• TASK GOAL
Locate and copy each line in the data that contains the word "dragged".

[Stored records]
==========

PR #1773, opened 2018-07-03
Remove ActionGroup from Effects pane

ferdnyc:
The Effects pane currently contains an ActionGroup containing "Show All", "Video", and "Audio" filter buttons.

image

There are no Audio effects, making this a pointless waste of space (and pushing the clear button for the Filter input into an overflow menu, when the pane is sized to a comfortable width).

This change removes the ActionGroup, and updates the stored Effects pane width in the Advanced view to a narrower size that comfortably holds two columns of Effects with no wasted space.

screenshot from 2018-05-29 22-57-53


peanutbutterandcrackers:
Since there is the possibility of needing the action group soon, I wonder if it'd be better if this PR commented out the lines of code rather than delete them? o.O Just a humble opinion.

ferdnyc:
\*shrug\* Obviously, I disagree. There's a _possibility_ of needing lots of code "someday", and git's history is easy enough to work with so the code is never _really_ gone. Commented-out code in your source is never a good sign.

The grouping buttons aren't _necessary_ simply because there are Audio effects added, BTW. Only if the list needs to be filterable down to just audio or just video effects. Given how few effects there are total, right now, it's debatable whether that really **is** necessary.

Also, the previous design is... well... terrible (with the 10-character wide "Filter" box and the clear button that requires opening an overflow menu to access it), so even if audio effects are added I'd hope the removed code would be rethought instead of just restored.

(Heck, if it were me I'd probably drop the text filtering, which is **really** unnecessary, entirely. It could be replaced with the grouping buttons if that's deemed useful.)

peanutbutterandcrackers:
Hmm... I see. Now that you point that out, I can't help but agree with you - like all the other time. lol :+1:

ferdnyc:
Actually, last time I was in the code I noticed that there are more bits of this that I missed (the signal bindings for the controls, which are set up elsewhere in the code) — I should really update the PR to deal with those as well. I'll try to get around to that ASAP. It makes sense to pull it all out in one go, so that it's easier to retrieve if anyone does want to re-enable any parts of this.

DylanC:
@ferdnyc - I'm not sure how I feel about this one. I kinda feel like we are just taking something out that we will end up putting back in later on. (Although later on could be 2 years later 😆)

peanutbutterandcrackers:
@DylanC - Evidently, even the current code could be improved upon (that is why the PR doesn't comment out the code but actually removes it). :)

ferdnyc:
\*shrug\* I'm not married to it. I do think the current UX is bad, with the overly-narrow toolbar atop Effects, but since I'm not putting myself on the hook for rewriting it far be it from me to rip out what technically works but serves no purpose. (This stuff _is_ actual interface clutter.)

(However, the reason the PR doesn't comment out the code is that I was raised[-as-a-programmer] to believe that commented-out code in your released source means that you didn't _finish_ the code, so you shouldn't **BE** releasing it yet. Either the code serves a purpose, in which case it should be executed, or it doesn't and it shouldn't be there. Functions that don't get called "yet", code paths that never get traversed but are "there for later", commented-out code that probably won't work again when it's _uncommented_ because there have been changes in the surrounding structure... those are all bad things.)

DylanC:
@ferdnyc - Maybe a better fix here would be to add an Audio effect, so we can justify having the Action Group tab. 😉

peanutbutterandcrackers:
Or, even better, let's merge this one in (as working on audio effects rather than stability wouldn't be right choice for now)... and let's get all the suggestions from @ferdnyc, document it somewhere (gist?) and then work on it again later on. He is right. He mostly is right.

DylanC:
@peanutbutterandcrackers @ferdnyc - Do any of us even know the requirements for creating an Audio effect? Its hard to know when we don't have any so far.

peanutbutterandcrackers:
Sorry... I don't. I am quite a n00b, actually...

@DylanC - Perhaps we should merge this in, Cap'ain. @ferdnyc has always made good contributions to the project and his suggestion regarding the ActionGroup being a clutter currently is indeed correct. If there will be an audio effect in 2.4.3, pretty sure we'll get some contribution from him regarding that to...
The 'filter' option is still there, so I think this is pretty good to go.

DylanC:
@peanutbutterandcrackers - It does look better for sure. @ferdnyc - I'm happy enough to add this, doesn't look like much to add back in the action group later on. In the meantime maybe lets have a think about the Audio effects, after we focus on crash issues and bugs. 👍

peanutbutterandcrackers:
Awesome, Cap'ain! Thank you! :+1:

ferdnyc:
Oh, crap, you actually merged this huh? Hrm.

When it looked like it was going the other way I put it out of my mind, but I never actually followed up on this:

> Actually, last time I was in the code I noticed that there are more bits of this that I missed (the signal bindings for the controls, which are set up elsewhere in the code) — I should really update the PR to deal with those as well. I'll try to get around to that ASAP. It makes sense to pull it all out in one go, so that it's easier to retrieve if anyone does want to re-enable any parts of this.

So, I went looking to clean that up just now, and accidentally discovered the _perfect_ illustration of the exact argument I was making with this PR!

Even though the filter widgets are removed from the Effects pane, they're still present in the UI definition file, which is good because they're also still used in parts of the code. Once I removed the definitions from `main_window.ui`, I was able to trace the remaining consumers by seeing what that broke.

* **They're used in `windows/models/effects_model.py`**
   
   No surprise there, the code for displaying the effects list has to respond to selections made with the filtering controls. Easy enough to pull that out.

* **They're used in `windows/models/blender_model.ui`**
   
   ### Wait, _**WHAT??!!?**_
   
   It's true. The filters on the Effects pane are used in the Animated Titles window. Why? Well, they're not _supposed_ to be. It appears to have been a complete accident.

   Turns out, the code from `effects_model.py` was cut-and-pasted into `blender_model.py` (Actually, I'm guessing the file was copied in its entirety and then edited.) And when it was edited into `blender_model.py`, the connections to the Effects filters were accidentally left in.

   Which means that, in OpenShot 2.4.2 release, if you set the Effects pane filtering to show Audio effects and then select Title > Animated Title from the menu, the Animated Titles window comes up blank and non-functional. Same thing if you have text typed in to the text-filter field in the Effects pane. Any sort of filtering applied to Effects has the side effect of completely breaking the Animated Titles editor. 

   Not a single one of us ever noticed.

## ...And THAT'S why you don't leave unused code paths hanging around in your source!

(He says, smugly. I honestly didn't _plan_ any of this, but I will take the vindication! :grinning: )

Since I'm guessing I can't still push more changes to this branch, I will create a new branch and submit a new PR to clean this up the rest of the way.

DylanC:
@ferdnyc - I was under the impression that you and @peanutbutterandcrackers really wanted this merged in. :laughing: Oh dear. Well if you submit a follow up PR, I'm sure we can get that in.

ferdnyc:
Well, I _definitely_ want it merged, now that I know the filters will break the Animated Titles editor if they're used! :laughing: Even if the filters weren't removed, we'd have to fix that bug. Simply removing them is the easiest way, and probably what I would've proposed anyway if someone had actually found the bug before I removed them.

I'll have a follow-up PR ready within 10 or 15 minutes.

PR #4640, opened 2022-01-08
Add required libqt5svg5 library into developer documentation

bieli:
Running `sudo apt install libqt5svg5-dev` before compiling `libopenshot` is required for success in building all components for developement.

### DIFF
--- a/doc/developers.rst
+++ b/doc/developers.rst
@@ -98,6 +98,7 @@ unofficial Ubuntu repository, which has our software packages available to downl
                         pkg-config \
                         python3-dev \
                         qtbase5-dev \
+                        libqt5svg5-dev \
                         qtmultimedia5-dev \
                         swig
 
--- a/doc/developers.rst
+++ b/doc/developers.rst
@@ -99,6 +99,7 @@ unofficial Ubuntu repository, which has our software packages available to downl
                         python3-dev \
                         qtbase5-dev \
                         libqt5svg5-dev \
+                        libxcb-xfixes0-dev \
                         qtmultimedia5-dev \
                         swig
 


doc/developers.rst
```diff
@@ -99,6 +99,7 @@ unofficial Ubuntu repository, which has our software packages available to downl
                         python3-dev \
                         qtbase5-dev \
                         libqt5svg5-dev \
+                        libxcb-xfixes0-dev \
```
bieli, line 102: Without this package we can't finish `make install` for qt5 library with success

ferdnyc:
@bieli True, if not using Resvg, then QtSVG is required. (With Resvg it's unnecessary.) Good call, makes sense to add that in.

doc/developers.rst
ferdnyc: I've never even heard of `libxcb-xfixes0-dev`, and it's certainly not anything we explicitly install in either our CI builds or the official PPA builds.

Hmm. In [our recent PPA builds](https://launchpadlibrarian.net/583137755/buildlog.txt.gz) I can see where `libxcb-xfixes0` itself is pulled in, along with the rest of the xcb libs, but the `-dev` packages are never pulled in and the build runs fine.

What build failures were you getting without `libxcb-xfixes0-dev`? Can you post the output from `cmake`/`g++`/`clang++`?

ferdnyc: Oh, sorry, you said `make install`... So the build is successful, but the _install_ fails without `libxcb-xfixes0-dev`? I'm even more confused, if that's the case.

bieli: @ferdnyc Yes. My patch is useful for developers who would like to replicate `make install` case from the documentation :-) Is it something, that we can merge?

jonoomph:
Thanks! LGTM

PR #4644, opened 2022-01-12
Prevent removing clips, effects or transitions if they're on a locked track

JacksonRG:
# The Issue
Currently locking a track doesn't prevent the clips on it from being deleted (or edited for that matter) it only locks them to a position on the timeline.

To me it makes sense that if you care enough to want a clip to stay where it is, you likely don't want to accidentally delete it.
# The fix
Before deleting any of those items, filter out any that are on locked tracks

# Question for reviewers:
How much locking do we want the lock feature to do?

By this I mean that if you lock a track how you like it, you can still edit properties of the clips (like alpha value and rotation). Unless we want to completely freeze all editing on locked clips, I thought it made sense still allow adding and removing of effects.

### DIFF
--- a/src/windows/main_window.py
+++ b/src/windows/main_window.py
@@ -1747,10 +1747,15 @@ class MainWindow(updates.UpdateWatcher, QMainWindow):
     def actionRemoveClip_trigger(self):
         log.debug('actionRemoveClip_trigger')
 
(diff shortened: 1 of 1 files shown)


jonoomph:
@JacksonRG LGTM!

PR #4653, opened 2022-01-23
STY: Using bool on comparisons is not necessary

MartinThoma:


ferdnyc:
@MartinThoma Fair 'nuff. I sometimes like the readability of being a little more explicit... but some quick tests with `timeit.repeat` show that this:

```python3
>>> repeat(stmt="n += 1; trythis(n)", setup="""n = 0
def trythis(x):
    return bool(x % 14 == 0)""")
```
Takes roughly 10-20% longer to execute (somewhat surprisingly, at least to me), compared to this:
```python3
>>> repeat(stmt="n += 1; trythis(n)", setup="""n = 0
def trythis(x):
    return x % 14 == 0""")
```
So I certainly can't make the argument that it's an inconsequential syntactic flourish.

MartinThoma:
Thanks for the benchmark! That is also surprising to me, but I guess the numbers are so low that it doesn't really matter. Readability counts (although we seem to disagree what the more readable version is in this case 😅 )

PR #4656, opened 2022-01-24
Freeze and unfreeze toolbar along with other windows.

### LINKED ISSUE #4255: Freeze View does not lock toolbar
OpenShot 2.5.1-dev3
Windows 7

Seems like the toolbar and the views are not considered the same so when i use Freeze Views the toolbar can still be moved around.

Why not freeze/lock everything including the toolbar when freeze is used?
That would be more consistent.
Then perhaps move Freeze View into the Views menu and call it Lock instead of Freeze.

JacksonRG:
Closes #4255

**Issue:**
When freezing the view, toolbar could still be dragged around.

**Fix:**
Toggle `toolBar.movable` along with the other dock widgets.

### DIFF
--- a/src/windows/main_window.py
+++ b/src/windows/main_window.py
@@ -2063,6 +2063,7 @@ class MainWindow(updates.UpdateWatcher, QMainWindow):
     def freezeDocks(self):
         """ Freeze all dockable widgets on the main screen
             (prevent them being closed, floated, or moved) """
+        self.toolBar.setMovable(False)
         for dock in self.getDocks():
             if self.dockWidgetArea(dock) != Qt.NoDockWidgetArea:
                 dock.setFeatures(QDockWidget.NoDockWidgetFeatures)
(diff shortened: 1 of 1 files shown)


ferdnyc:
@JacksonRG Makes sense to me! The only concern I have is that freezing the view while the toolbar is _floating_ makes it non-movable. (Which isn't the case with a floated dock, because it's still a window that can be dragged by its titlebar.)

So I wonder if maybe there should be a check of `toolBar.floating`, first, before it's potentially frozen? Just so we don't stick people with any non-draggable screen elements.

And then we'd want to link the movability to the floating status, so that it freezes once it gets docked (if the interface is frozen)... actually, I came up with some things, I'll open a PR against this branch for you to look at.

JacksonRG:
@ferdnyc
Good thinking! I have window dragging bound to a key, so I hadn't noticed. That's a reminder for me to get out of my window manager occasionally.

ferdnyc:
@JacksonRG Heh. Yeah, GNOME Shell _can_ drag any window (or other onscreen element) using <kbd>Super</kbd>+LMB, but that's cheating!

ferdnyc (approved):
Once the CI build finishes, I'll go ahead and merge this.

JacksonRG:
> Once the CI build finishes, I'll go ahead and merge this.
Ty, I was about to merge on Friday, but had merge conflicts for some reason.

ferdnyc:
@JacksonRG Yeah, I had to do a little history rewriting to get the post-my-PR-merge branch properly rebased on top of current `develop` and mergeable, but I eventually sorted it out. (Hopefully, we'll see what `develop`'s history looks like now that it's merged.)

ferdnyc:
Huh. Looks fine, actually.

image

Well, cool.

PR #4660, opened 2022-01-26
Fix font size issues in title editor

hexcone:
If you create a 'Bar 2' title (in the title editor), and change the font... the following things fail:
We are looking at the wrong SVG attribute (font_size instead of font-size)
We don't deal with titles like 'bar 2', which contain multiple font sizes

Solution:
We need to determine the % change in font-size... before and after the font dialog is used. If the user has increased/decreased the font size by X%, we need to apply that change for all font-sizes mentioned in the SVG file.

### DIFF
--- a/src/windows/title_editor.py
+++ b/src/windows/title_editor.py
@@ -436,10 +436,8 @@ class TitleEditor(QDialog):
             self.font_family = fontinfo.family()
             self.font_style = fontinfo.styleName()
             self.font_weight = fontinfo.weight()
-            if (oldfontinfo.pixelSize() != 0):
+            if (oldfontinfo.pixelSize() > 0):
                 self.font_size_ratio = fontinfo.pixelSize() / oldfontinfo.pixelSize()
-            else:
-                self.font_size_ratio = 0
             self.set_font_style()
             self.save_and_reload()
 
--- a/src/windows/title_editor.py
+++ b/src/windows/title_editor.py
@@ -436,7 +436,10 @@ class TitleEditor(QDialog):
             self.font_family = fontinfo.family()
             self.font_style = fontinfo.styleName()
             self.font_weight = fontinfo.weight()
-            self.font_size_ratio = fontinfo.pixelSize() / oldfontinfo.pixelSize() if oldfontinfo.pixelSize() else 0
+            if (oldfontinfo.pixelSize() != 0):
+                self.font_size_ratio = fontinfo.pixelSize() / oldfontinfo.pixelSize()
+            else:
+                self.font_size_ratio = 0
             self.set_font_style()
             self.save_and_reload()
 
--- a/src/windows/title_editor.py
+++ b/src/windows/title_editor.py
@@ -99,7 +99,7 @@ class TitleEditor(QDialog):
 
         self.font_weight = 'normal'
         self.font_style = 'normal'
-        self.font_size_pixel = 20
+        self.font_size_ratio = 1
 
         self.new_title_text = ""
         self.sub_title_text = ""
@@ -288,7 +288,7 @@ class TitleEditor(QDialog):
             # Set font size (for possible font dialog)
             s = node.attributes["style"].value
             ard = style_to_dict(s)
-            fs = ard.get("font_size")
+            fs = ard.get("font-size")
             if fs and fs.endswith("px"):
                 self.qfont.setPixelSize(float(fs[:-2]))
             elif fs and fs.endswith("pt"):
@@ -432,10 +432,11 @@ class TitleEditor(QDialog):
         if ok and font is not oldfont:
             self.qfont = font
             fontinfo = QtGui.QFontInfo(font)
+            oldfontinfo = QtGui.QFontInfo(oldfont)
             self.font_family = fontinfo.family()
             self.font_style = fontinfo.styleName()
             self.font_weight = fontinfo.weight()
-            self.font_size_pixel = fontinfo.pixelSize()
+            self.font_size_ratio = fontinfo.pixelSize() / oldfontinfo.pixelSize() if oldfontinfo.pixelSize() else 0
             self.set_font_style()
             self.save_and_reload()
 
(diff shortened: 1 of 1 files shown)


src/windows/title_editor.py
```diff
@@ -432,10 +432,11 @@ def btnFont_clicked(self):
         if ok and font is not oldfont:
             self.qfont = font
             fontinfo = QtGui.QFontInfo(font)
+            oldfontinfo = QtGui.QFontInfo(oldfont)
             self.font_family = fontinfo.family()
             self.font_style = fontinfo.styleName()
             self.font_weight = fontinfo.weight()
-            self.font_size_pixel = fontinfo.pixelSize()
+            self.font_size_ratio = fontinfo.pixelSize() / oldfontinfo.pixelSize() if oldfontinfo.pixelSize() else 0
```
jonoomph: Will this cause a potential divide by zero error? I would suggest splitting this logic onto multiple lines for clarity. :+1:

src/windows/title_editor.py
```diff
@@ -288,7 +288,7 @@ def load_svg_template(self, filename_field=None):
             # Set font size (for possible font dialog)
             s = node.attributes["style"].value
             ard = style_to_dict(s)
-            fs = ard.get("font_size")
+            fs = ard.get("font-size")
```
jonoomph, line 291: Were you able to confirm this attribute is simply misspelled? Did you find any mention of it in our SVG files? Or in the SVG file format spec?

jonoomph:
Looking good. I love the idea of adjusting the font-size based on a % changed. I'm still not sure how this will work correctly with different font-sizes in a single SVG. For example, let's say an SVG has 2 font sizes:   30pt and 52pt. The user opens the font dialog and chooses size 40pt.  Which of the "old" font sizes are we basing the % change from?

I would assume we need to be consistent, and always choose the smallest or largest (which ever makes the most sense). The multiple font-sizes in an SVG make this one a harder task for sure, lol.

src/windows/title_editor.py
hexcone: Referring to the latest SVG specifications (https://www.w3.org/TR/SVG2/) > G.2 .Presentation attributes (https://www.w3.org/TR/SVG2/attindex.html#PresentationAttributes), we can see that the correct spelling of the attribute is indeed "font-size". Running `grep -rni "font_size" --include="*.svg"` will return no results, whereas `grep -rni "font-size" --include="*.svg"` will generate results. All the .svg files in the project are using the correct spelling of "font-size" :)

src/windows/title_editor.py
hexcone: This if-else one liner is indeed catering for the case whereby `fontinfo.pixelSize()` is 0, we will only perform the division if `fontinfo.pixelSize()` is a non-zero value. If `fontinfo.pixelSize()` is 0, we set `font_size_ratio` to 0, any new font size multiplied by this ratio will also be 0. Currently `self.font_size_ratio` is only used for multiplication with the new font size. Are you refering to the chance whereby `self.font_size_ratio` is used as the denominator for a division operation in future?

And sure! We can definitely split up the one-liner to make it more readable :)

hexcone:
> Looking good. I love the idea of adjusting the font-size based on a % changed. I'm still not sure how this will work correctly with different font-sizes in a single SVG. For example, let's say an SVG has 2 font sizes: 30pt and 52pt. The user opens the font dialog and chooses size 40pt. Which of the "old" font sizes are we basing the % change from?
> 
> I would assume we need to be consistent, and always choose the smallest or largest (which ever makes the most sense). The multiple font-sizes in an SVG make this one a harder task for sure, lol.

The current situation is that the font size displayed on the font dialog is simply the last textual node from the svg file. In my opinion, to choose the smallest/largest font size might be a little confusing to the end user, it might be hard for them to correlate which is the font size they are changing, to the text on the screen.

A simple solution might be to change the font dialog from 30pt, 52pt, etc to a concept of percentage. eg 0%, 100%, 200% perhaps. Which is what our backend logic is currently doing :)

Another solution is to have individual "Change font" option for each of the text lines. This gives the user more flexiblility to customize each of the text individually. However, the downside is that the interface might look more cluttered.

Let me know what you think!

src/windows/title_editor.py
```diff
@@ -432,10 +432,14 @@ def btnFont_clicked(self):
...
             fontinfo = QtGui.QFontInfo(font)
+            oldfontinfo = QtGui.QFontInfo(oldfont)
             self.font_family = fontinfo.family()
             self.font_style = fontinfo.styleName()
             self.font_weight = fontinfo.weight()
-            self.font_size_pixel = fontinfo.pixelSize()
+            if (oldfontinfo.pixelSize() != 0):
+                self.font_size_ratio = fontinfo.pixelSize() / oldfontinfo.pixelSize()
+            else:
+                self.font_size_ratio = 0
```
jonoomph: If we set `font_size_ratio` = 0, won't this eventually lead to a 0 sized `new_font_size_pixel`? I'm unclear why the oldfontinfo.pixelSize would be zero to begin with. If we don't detect a valid oldfontsize, should the ratio default to 1, and just stay the same size? What do you think?

jonoomph:
> The current situation is that the font size displayed on the font dialog is simply the last textual node from the svg file.

This is fine for now. :+1:

src/windows/title_editor.py
jonoomph: I'm really only afraid of a user launching the editor and accidentally making the font-size 0 (and disappearing), lol

hexcone: My initial thinking was that svg files can be modified by users, or user supplied, and might contain invalid values like 0, which will result in an error when we use it as a denominator. But it might not be an issue since we are handling pre-defined templates.

Sure, let's default the font size to 1. Since it is already initialized to 1, we will perform the division when `oldfontinfo.pixelSize() > 0`

JacksonRG:
> A simple solution might be to change the font dialog from 30pt, 52pt, etc to a concept of percentage. eg 0%, 100%, 200% perhaps. Which is what our backend logic is currently doing :)

I like this... Might need some changing to the wording in the title editor. Like "Scale font size by:"

jonoomph:
LGTM, Merging

PR #4671, opened 2022-02-03
Link toolbar movability to floating status

ferdnyc:
This PR, targeting @JacksonRG 's PR #4656, will link freezing of the main toolbar to its floating status, so that we don't create an immovable floating toolbar when we freeze the window.

The toolbar's `topLevelChanged` signal (which indicates floating status) is connected to a slot that applies current frozen status if it's docked, and ensures it's always movable if it's floating. The same slot ensures that if a floating toolbar gets docked while the window is frozen, it will freeze in place and no longer be movable until the freeze is deactivated.

I also slightly re-worked how initial freeze state is applied when loading settings, as well as how the docks get frozen/unfrozen, to reduce code duplication.

### DIFF
--- a/src/windows/main_window.py
+++ b/src/windows/main_window.py
@@ -733,7 +733,7 @@ class MainWindow(updates.UpdateWatcher, QMainWindow):
             _("Would you like to import %s as an image sequence?") % filename,
             QMessageBox.No | QMessageBox.Yes
         )
-        return bool(ret == QMessageBox.Yes)
+        return ret == QMessageBox.Yes
 
     def actionAdd_to_Timeline_trigger(self, checked=False):
         # Loop through selected files
--- a/src/windows/main_window.py
+++ b/src/windows/main_window.py
@@ -2063,6 +2063,7 @@ class MainWindow(updates.UpdateWatcher, QMainWindow):
     def freezeDocks(self):
         """ Freeze all dockable widgets on the main screen
             (prevent them being closed, floated, or moved) """
+        self.toolBar.setMovable(False)
         for dock in self.getDocks():
             if self.dockWidgetArea(dock) != Qt.NoDockWidgetArea:
                 dock.setFeatures(QDockWidget.NoDockWidgetFeatures)
@@ -2070,6 +2071,7 @@ class MainWindow(updates.UpdateWatcher, QMainWindow):
     def unFreezeDocks(self):
         """ Un-freeze all dockable widgets on the main screen
             (allow them to be closed, floated, or moved, as appropriate) """
+        self.toolBar.setMovable(True)
         for dock in self.getDocks():
             if self.dockWidgetArea(dock) != Qt.NoDockWidgetArea:
                 if dock is self.dockTimeline:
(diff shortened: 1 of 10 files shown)


src/windows/main_window.py
```diff
@@ -2060,39 +2061,41 @@ def showDocks(self, docks):
...
+            # Don't freeze undockable widgets
+            return
+        if frozen:
+            dock.setFeatures(QDockWidget.NoDockWidgetFeatures)
+        else:
+            features = (
+                QDockWidget.DockWidgetFloatable
+                | QDockWidget.DockWidgetMovable)
+            if dock is not self.dockTimeline:
+                features |= QDockWidget.DockWidgetClosable
```
JacksonRG, line 2076: I had questions whether a `|=` was really called for. But with how Qt stores features, it looks like best approach.

src/windows/main_window.py
```diff
@@ -3061,6 +3065,10 @@ def __init__(self, *args):
         self.SelectionAdded.connect(self.addSelection)
         self.SelectionRemoved.connect(self.removeSelection)
 
+        # Connect toolbar float changes to movability/frozenness
```
JacksonRG: Imagining reading this without reading `freezeMainToolBar`, the function name implies that we freeze the tool bar whenever it gets docked/undocked. Including "Freeze toolbar IF the view is frozen" in the comment might clarify.

JacksonRG (approved):
Just a comment suggestion. The code looks awesome!

src/windows/main_window.py
ferdnyc: Fair enough. I sort of take it as an _invitation_ to read `freezeMainToolBar` to learn the details (I mean, there's a lot that's implicit here, including how the `topLevelChanged` signal works), but point taken. How about...
```suggestion
        # Ensure toolbar is movable when floated (even with docks frozen)
```
That's not the _entirety_ of what `freezeMainToolBar()`  does (since it also freezes it when _re_-docked), but it's the main reason it exists.

src/windows/main_window.py
ferdnyc: Yeah, all the alternatives are uglier / more redundant.Either, more like the old code,
```python3
if dock is self.dockTimeline:
    features = (
        QDockWidget.DockWidgetFloatable
        | QDockWidget.DockWidgetMovable)
else:
    features = (
        QDockWidget.DockWidgetFloatable
        | QDockWidget.DockWidgetMovable
        | QDockWidget.DockWidgetClosable)
dock.setFeatures(features)
```
(or just two separate calls to `dock.setFeatures()` directly, without a `features` variable...)

Or else, something weird like:
```python3
features = (
    QDockWidget.DockWidgetFloatable
    | QDockWidget.DockWidgetMovable)
if dock is self.dockTimeline:
    dock.setFeatures(features)
else:
    dock.setFeatures(features | QDockWidget.DockWidgetClosable)
```

ferdnyc:
Huh. Looks fine, actually.

image

Well, cool.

==========

• SOLUTION BELOW
When freezing the view, toolbar could still be dragged around.
@JacksonRG Makes sense to me! The only concern I have is that freezing the view while the toolbar is _floating_ makes it non-movable. (Which isn't the case with a floated dock, because it's still a window that can be dragged by its titlebar.)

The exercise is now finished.